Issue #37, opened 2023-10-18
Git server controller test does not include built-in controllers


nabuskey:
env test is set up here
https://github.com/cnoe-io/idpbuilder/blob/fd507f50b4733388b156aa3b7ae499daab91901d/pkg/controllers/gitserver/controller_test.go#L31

_ _ _

The task | Exactly as written, set down all of the material.

Solution to this task |
Issue #37, opened 2023-10-18
Git server controller test does not include built-in controllers


nabuskey:
env test is set up here
https://github.com/cnoe-io/idpbuilder/blob/fd507f50b4733388b156aa3b7ae499daab91901d/pkg/controllers/gitserver/controller_test.go#L31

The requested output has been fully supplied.